Give the number of lines in the data below where the string "chosen" occurs, and nothing else.

Collected data entries:
————

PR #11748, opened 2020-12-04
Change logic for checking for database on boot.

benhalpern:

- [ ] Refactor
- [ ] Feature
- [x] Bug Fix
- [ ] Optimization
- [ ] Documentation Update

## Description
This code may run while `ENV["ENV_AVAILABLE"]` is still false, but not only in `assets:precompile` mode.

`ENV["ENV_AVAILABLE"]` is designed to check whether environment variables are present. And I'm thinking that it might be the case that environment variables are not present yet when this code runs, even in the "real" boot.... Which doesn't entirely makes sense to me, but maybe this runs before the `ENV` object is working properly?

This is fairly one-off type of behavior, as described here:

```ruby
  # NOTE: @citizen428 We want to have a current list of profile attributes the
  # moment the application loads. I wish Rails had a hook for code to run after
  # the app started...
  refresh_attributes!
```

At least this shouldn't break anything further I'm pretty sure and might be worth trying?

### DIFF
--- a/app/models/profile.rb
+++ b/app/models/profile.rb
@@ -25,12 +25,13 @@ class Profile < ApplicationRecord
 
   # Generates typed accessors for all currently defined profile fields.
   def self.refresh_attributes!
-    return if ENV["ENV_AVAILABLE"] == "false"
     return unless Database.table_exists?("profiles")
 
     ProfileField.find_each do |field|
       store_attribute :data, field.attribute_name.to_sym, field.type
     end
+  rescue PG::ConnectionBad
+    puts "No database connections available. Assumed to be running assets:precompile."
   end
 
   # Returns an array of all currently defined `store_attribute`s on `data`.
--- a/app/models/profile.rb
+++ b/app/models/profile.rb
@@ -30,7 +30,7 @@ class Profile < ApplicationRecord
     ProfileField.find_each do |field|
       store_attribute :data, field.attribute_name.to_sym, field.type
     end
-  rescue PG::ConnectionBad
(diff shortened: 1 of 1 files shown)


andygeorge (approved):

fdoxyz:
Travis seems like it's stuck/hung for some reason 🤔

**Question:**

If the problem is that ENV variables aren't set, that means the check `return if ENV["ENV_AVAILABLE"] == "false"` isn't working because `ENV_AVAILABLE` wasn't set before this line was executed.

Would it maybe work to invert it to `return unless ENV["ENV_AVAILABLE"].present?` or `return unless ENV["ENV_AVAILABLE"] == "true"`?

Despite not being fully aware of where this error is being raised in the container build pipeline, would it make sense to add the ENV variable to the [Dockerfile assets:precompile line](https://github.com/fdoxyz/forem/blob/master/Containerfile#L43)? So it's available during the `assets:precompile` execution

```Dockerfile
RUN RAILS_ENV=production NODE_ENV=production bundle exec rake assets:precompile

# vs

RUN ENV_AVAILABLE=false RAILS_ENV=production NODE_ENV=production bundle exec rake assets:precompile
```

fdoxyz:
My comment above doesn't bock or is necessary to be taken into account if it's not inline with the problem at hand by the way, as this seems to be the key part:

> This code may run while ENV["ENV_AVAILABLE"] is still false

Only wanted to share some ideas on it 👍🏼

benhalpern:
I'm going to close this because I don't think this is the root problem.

————

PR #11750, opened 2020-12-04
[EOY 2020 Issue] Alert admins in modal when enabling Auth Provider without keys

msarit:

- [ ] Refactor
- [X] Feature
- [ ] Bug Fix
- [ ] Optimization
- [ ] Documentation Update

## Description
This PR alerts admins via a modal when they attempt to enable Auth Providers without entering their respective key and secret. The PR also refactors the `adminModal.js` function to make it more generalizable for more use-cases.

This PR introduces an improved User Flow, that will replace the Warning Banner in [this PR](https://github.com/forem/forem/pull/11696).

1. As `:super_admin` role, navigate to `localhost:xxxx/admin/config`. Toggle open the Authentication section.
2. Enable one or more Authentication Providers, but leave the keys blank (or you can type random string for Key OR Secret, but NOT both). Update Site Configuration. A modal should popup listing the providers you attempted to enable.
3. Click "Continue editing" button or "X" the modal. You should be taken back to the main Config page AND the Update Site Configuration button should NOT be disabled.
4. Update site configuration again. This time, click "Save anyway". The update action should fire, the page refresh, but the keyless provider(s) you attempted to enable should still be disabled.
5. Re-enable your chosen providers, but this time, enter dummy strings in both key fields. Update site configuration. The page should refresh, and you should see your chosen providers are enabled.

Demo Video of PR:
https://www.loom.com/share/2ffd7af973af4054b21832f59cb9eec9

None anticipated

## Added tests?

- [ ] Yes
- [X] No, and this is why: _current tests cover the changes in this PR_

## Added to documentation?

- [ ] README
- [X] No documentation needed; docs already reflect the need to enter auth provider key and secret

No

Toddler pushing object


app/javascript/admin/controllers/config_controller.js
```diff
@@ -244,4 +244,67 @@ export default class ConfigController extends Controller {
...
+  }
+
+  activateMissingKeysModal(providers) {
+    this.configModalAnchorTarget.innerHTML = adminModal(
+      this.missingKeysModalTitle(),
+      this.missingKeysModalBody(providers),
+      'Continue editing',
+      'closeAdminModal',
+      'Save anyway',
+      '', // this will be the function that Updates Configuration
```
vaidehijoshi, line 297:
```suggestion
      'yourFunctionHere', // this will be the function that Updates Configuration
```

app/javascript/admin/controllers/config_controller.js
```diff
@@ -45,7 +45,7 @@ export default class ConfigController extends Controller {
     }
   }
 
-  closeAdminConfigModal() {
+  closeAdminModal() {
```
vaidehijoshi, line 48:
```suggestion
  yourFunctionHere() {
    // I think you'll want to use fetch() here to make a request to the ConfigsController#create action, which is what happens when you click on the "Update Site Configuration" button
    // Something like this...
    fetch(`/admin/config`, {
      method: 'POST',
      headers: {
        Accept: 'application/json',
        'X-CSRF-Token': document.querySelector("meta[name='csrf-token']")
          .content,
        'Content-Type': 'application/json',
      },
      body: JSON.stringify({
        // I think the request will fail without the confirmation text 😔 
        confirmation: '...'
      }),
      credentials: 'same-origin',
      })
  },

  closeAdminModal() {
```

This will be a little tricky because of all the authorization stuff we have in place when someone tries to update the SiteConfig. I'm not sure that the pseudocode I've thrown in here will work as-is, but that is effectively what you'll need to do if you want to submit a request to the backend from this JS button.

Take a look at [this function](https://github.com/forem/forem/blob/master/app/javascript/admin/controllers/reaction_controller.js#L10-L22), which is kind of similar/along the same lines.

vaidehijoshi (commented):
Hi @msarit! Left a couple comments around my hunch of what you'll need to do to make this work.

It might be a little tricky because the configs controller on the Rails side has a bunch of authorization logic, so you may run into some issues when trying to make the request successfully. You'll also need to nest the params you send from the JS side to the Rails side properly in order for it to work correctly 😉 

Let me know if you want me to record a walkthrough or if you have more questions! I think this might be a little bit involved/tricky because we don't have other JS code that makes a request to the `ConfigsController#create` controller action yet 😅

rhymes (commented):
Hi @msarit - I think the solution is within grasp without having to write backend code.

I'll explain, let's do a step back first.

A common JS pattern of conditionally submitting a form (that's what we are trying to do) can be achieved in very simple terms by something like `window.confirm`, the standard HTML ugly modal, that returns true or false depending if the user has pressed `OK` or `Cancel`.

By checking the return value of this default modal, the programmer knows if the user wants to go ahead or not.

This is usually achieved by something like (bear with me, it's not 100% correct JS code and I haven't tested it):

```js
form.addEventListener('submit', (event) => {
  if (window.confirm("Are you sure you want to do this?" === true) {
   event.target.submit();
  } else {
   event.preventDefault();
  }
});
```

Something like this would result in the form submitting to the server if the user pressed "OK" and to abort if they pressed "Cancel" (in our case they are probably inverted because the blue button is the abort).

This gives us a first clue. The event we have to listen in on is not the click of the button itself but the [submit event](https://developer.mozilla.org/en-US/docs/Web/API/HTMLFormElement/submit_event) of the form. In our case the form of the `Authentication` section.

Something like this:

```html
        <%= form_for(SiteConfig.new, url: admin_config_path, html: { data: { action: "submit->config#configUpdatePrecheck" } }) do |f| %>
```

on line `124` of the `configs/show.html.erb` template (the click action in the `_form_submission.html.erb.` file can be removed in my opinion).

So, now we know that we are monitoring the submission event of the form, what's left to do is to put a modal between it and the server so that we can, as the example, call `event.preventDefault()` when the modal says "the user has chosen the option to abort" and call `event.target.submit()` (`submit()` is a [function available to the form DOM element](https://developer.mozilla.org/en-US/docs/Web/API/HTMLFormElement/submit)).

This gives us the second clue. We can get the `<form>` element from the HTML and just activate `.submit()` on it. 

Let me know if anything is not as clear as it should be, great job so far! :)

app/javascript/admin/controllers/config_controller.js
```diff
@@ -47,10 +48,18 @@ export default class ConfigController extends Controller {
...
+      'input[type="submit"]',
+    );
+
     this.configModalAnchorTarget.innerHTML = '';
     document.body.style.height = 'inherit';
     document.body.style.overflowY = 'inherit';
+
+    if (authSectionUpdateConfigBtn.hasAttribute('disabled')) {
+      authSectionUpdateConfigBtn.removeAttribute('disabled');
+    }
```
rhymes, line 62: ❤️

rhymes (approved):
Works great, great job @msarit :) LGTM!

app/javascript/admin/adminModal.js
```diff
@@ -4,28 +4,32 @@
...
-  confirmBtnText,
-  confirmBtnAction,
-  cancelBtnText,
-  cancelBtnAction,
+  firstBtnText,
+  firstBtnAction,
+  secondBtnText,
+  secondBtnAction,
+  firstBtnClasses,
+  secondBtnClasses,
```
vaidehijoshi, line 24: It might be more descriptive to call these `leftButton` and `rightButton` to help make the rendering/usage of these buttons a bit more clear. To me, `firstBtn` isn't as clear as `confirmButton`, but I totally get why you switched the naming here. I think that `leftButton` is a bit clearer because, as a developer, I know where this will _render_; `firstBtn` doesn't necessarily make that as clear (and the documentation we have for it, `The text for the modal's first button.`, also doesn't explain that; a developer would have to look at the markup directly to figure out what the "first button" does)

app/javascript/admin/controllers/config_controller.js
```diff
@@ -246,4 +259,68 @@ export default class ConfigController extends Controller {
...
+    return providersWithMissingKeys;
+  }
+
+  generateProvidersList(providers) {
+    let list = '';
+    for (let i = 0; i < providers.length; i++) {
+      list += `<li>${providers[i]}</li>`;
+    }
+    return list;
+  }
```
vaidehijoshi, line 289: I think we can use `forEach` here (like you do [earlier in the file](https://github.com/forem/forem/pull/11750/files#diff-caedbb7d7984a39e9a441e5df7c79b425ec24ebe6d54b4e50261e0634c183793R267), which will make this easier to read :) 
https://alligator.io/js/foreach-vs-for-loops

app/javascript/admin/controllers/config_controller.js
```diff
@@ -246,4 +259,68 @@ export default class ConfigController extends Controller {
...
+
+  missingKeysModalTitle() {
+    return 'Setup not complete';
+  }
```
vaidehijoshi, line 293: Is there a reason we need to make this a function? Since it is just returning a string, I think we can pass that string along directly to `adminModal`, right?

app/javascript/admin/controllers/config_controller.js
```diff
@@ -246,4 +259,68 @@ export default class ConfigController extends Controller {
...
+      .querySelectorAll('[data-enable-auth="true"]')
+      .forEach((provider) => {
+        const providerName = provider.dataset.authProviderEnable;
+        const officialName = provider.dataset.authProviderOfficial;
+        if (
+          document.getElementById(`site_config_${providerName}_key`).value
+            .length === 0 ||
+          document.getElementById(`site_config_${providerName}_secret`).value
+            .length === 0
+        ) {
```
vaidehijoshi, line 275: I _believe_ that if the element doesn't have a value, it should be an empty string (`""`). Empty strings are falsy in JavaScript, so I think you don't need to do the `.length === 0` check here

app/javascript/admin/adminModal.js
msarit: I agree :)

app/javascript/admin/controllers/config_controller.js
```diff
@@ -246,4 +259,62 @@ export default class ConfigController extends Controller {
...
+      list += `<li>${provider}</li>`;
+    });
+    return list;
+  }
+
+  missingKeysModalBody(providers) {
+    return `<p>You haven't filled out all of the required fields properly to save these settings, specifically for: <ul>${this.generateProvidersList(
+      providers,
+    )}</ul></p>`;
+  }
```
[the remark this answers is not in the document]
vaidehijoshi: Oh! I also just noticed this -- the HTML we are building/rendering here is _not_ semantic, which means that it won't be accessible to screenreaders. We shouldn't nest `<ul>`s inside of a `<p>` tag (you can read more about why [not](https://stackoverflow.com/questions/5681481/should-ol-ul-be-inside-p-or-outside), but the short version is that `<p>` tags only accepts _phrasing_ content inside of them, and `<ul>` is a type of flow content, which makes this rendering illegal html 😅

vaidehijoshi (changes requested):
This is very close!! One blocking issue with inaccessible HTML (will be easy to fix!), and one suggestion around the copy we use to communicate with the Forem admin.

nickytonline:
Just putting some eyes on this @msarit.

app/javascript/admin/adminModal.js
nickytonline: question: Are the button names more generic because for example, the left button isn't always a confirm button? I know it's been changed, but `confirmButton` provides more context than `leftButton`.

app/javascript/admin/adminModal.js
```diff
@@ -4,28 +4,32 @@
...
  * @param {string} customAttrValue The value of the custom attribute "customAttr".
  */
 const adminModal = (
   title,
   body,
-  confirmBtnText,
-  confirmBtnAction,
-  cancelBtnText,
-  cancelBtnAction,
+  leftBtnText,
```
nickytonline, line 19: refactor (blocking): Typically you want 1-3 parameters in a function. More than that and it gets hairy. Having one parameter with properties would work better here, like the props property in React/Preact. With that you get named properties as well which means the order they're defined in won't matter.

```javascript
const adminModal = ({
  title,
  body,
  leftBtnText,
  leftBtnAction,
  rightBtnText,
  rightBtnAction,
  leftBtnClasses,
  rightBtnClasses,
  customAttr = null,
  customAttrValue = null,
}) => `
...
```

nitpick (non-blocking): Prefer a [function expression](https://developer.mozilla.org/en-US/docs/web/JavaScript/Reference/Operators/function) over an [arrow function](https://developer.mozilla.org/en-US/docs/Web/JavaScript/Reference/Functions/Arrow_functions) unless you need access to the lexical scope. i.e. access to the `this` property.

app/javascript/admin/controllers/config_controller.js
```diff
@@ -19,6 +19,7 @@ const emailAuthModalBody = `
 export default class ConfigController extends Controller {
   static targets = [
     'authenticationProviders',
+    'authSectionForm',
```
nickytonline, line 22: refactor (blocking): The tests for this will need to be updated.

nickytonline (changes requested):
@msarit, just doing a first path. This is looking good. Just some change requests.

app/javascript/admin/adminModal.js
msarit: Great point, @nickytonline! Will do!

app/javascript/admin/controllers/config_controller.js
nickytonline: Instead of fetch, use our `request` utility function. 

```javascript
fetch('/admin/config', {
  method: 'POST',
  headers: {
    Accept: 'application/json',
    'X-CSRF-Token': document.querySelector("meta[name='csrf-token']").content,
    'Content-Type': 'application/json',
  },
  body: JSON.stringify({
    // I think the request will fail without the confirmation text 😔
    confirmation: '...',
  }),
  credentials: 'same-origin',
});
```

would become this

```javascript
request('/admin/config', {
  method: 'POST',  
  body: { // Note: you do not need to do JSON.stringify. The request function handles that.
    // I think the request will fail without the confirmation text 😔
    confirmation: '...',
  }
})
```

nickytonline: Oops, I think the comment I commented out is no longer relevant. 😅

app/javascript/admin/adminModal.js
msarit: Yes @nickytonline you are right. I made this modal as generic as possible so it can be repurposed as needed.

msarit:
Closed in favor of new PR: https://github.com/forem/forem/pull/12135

————

** RESULT OF THIS TASK **
2